#### HOW TO COMPLETE THIS TASK
State how many lines below hold the word "model". Give that number and no other text.

Items listed in a dataset
PR #760, opened 2023-11-06
done

artificialLeo:


pom.xml
```diff
@@ -31,6 +45,12 @@
             <version>2.7.2</version>
             <scope>test</scope>
         </dependency>
+        <dependency>
+            <groupId>org.hibernate.orm</groupId>
+            <artifactId>hibernate-core</artifactId>
+            <version>6.3.1.Final</version>
+            <scope>compile</scope>
+        </dependency>
```
sokimaaa, line 53: you have 2 dependencies with hibernate... optimize it.

src/main/java/mate/academy/hibernate/relations/dao/impl/ActorDaoImpl.java
```diff
@@ -2,21 +2,37 @@
...
 public class ActorDaoImpl extends AbstractDao implements ActorDao {
+
     public ActorDaoImpl(SessionFactory sessionFactory) {
         super(sessionFactory);
     }
 
     @Override
     public Actor add(Actor actor) {
-        return null;
+        try (Session session = factory.openSession()) {
```
sokimaaa, line 18: Transaction implemented in wrong way. 
It will not work. 

P.S. Where is your rollback?

src/main/java/mate/academy/hibernate/relations/util/HibernateUtil.java
```diff
@@ -1,9 +1,32 @@
...
 
 import org.hibernate.SessionFactory;
+import org.hibernate.boot.Metadata;
+import org.hibernate.boot.MetadataSources;
+import org.hibernate.boot.registry.StandardServiceRegistry;
+import org.hibernate.boot.registry.StandardServiceRegistryBuilder;
 
 public class HibernateUtil {
+    private static final SessionFactory sessionFactory = buildSessionFactory();
+
```
sokimaaa, line 11: make a private constructor of util class to restrict instantiation of util class.

sokimaaa (changes requested):

src/main/java/mate/academy/hibernate/relations/dao/impl/ActorDaoImpl.java
sokimaaa: Transaction still does not work 

when you call `session.getTransaction` 
session could return diff transactions, so it wont work as you expect.

sokimaaa (changes requested):

kerrrusha (approved):

PR #761, opened 2023-11-07
Hibernate relations hw

dizizzz:


src/main/java/mate/academy/hibernate/relations/service/impl/ActorServiceImpl.java
```diff
@@ -1,16 +1,25 @@
...
     @Override
     public Actor add(Actor actor) {
-        return null;
+        return actorDao.add(actor);
     }
 
     @Override
     public Actor get(Long id) {
-        return null;
+        return actorDao.get(id).orElse(null);
```
kerrrusha, line 23: not critical, but it's better newer to return null from methods
```suggestion
        return actorDao.get(id).orElseThrow(() -> new DataProcessingException("message"));
```

src/main/java/mate/academy/hibernate/relations/service/impl/CountryServiceImpl.java
```diff
@@ -1,16 +1,25 @@
...
     @Override
     public Country add(Country country) {
-        return null;
+        return countryDao.add(country);
     }
 
     @Override
     public Country get(Long id) {
-        return null;
+        return countryDao.get(id).orElse(null);
```
kerrrusha, line 23: not critical, but it's better newer to return null from methods
```suggestion
        return countryDao.get(id).orElseThrow(() -> new DataProcessingException("message"));
```

src/main/java/mate/academy/hibernate/relations/service/impl/MovieServiceImpl.java
```diff
@@ -1,16 +1,25 @@
...
     @Override
     public Movie add(Movie movie) {
-        return null;
+        return movieDao.add(movie);
     }
 
     @Override
     public Movie get(Long id) {
-        return null;
+        return movieDao.get(id).orElse(null);
```
kerrrusha, line 23: not critical, but it's better newer to return null from methods
```suggestion
        return movieDao.get(id).orElseThrow(() -> new DataProcessingException("message"));
```

src/main/java/mate/academy/hibernate/relations/util/HibernateUtil.java
```diff
@@ -1,9 +1,20 @@
 package mate.academy.hibernate.relations.util;
 
 import org.hibernate.SessionFactory;
+import org.hibernate.cfg.Configuration;
 
 public class HibernateUtil {
+    private static final SessionFactory instance = initSessionFactory();
+
+    private HibernateUtil() {
+        throw new AssertionError("HibernateUtil should not be instantiated.");
```
kerrrusha, line 10: it's definetely not AssertionError. consider choosing of more suitable exception or delete it at all

kerrrusha (changes requested):

src/main/java/mate/academy/hibernate/relations/model/Movie.java
```diff
@@ -2,10 +2,22 @@
...
 
+@Entity
+@Table(name = "movie")
 public class Movie implements Cloneable {
+    @Id
+    @GeneratedValue(strategy = GenerationType.IDENTITY)
     private Long id;
     private String title;
+
+    @OneToMany
```
Sanderfuck, line 20: I think it can be @ManyToMany and write @JoinTable

Sanderfuck (changes requested):

Sanderfuck (approved):

PR #765, opened 2023-11-09
Solution for task hibernate_relations, first commit

Stelmaschyk:


src/main/java/mate/academy/hibernate/relations/model/Actor.java
```diff
@@ -1,8 +1,20 @@
...
+
+@Entity
+@Table(name = "actors")
 public class Actor implements Cloneable {
+    @Id
+    @GeneratedValue(strategy = GenerationType.IDENTITY)
     private Long id;
     private String name;
+    @OneToOne
     private Country country;
```
olekskov, line 18: I think that should be possible that many actors may be from 1 country

olekskov (approved):
Fine overall, approved.
Please be more careful with relations in future. This time you're lucky that table structure is same for one-to-one and many-to-one relation and there is no logic that may reveal this problem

#### RESULT BELOW
2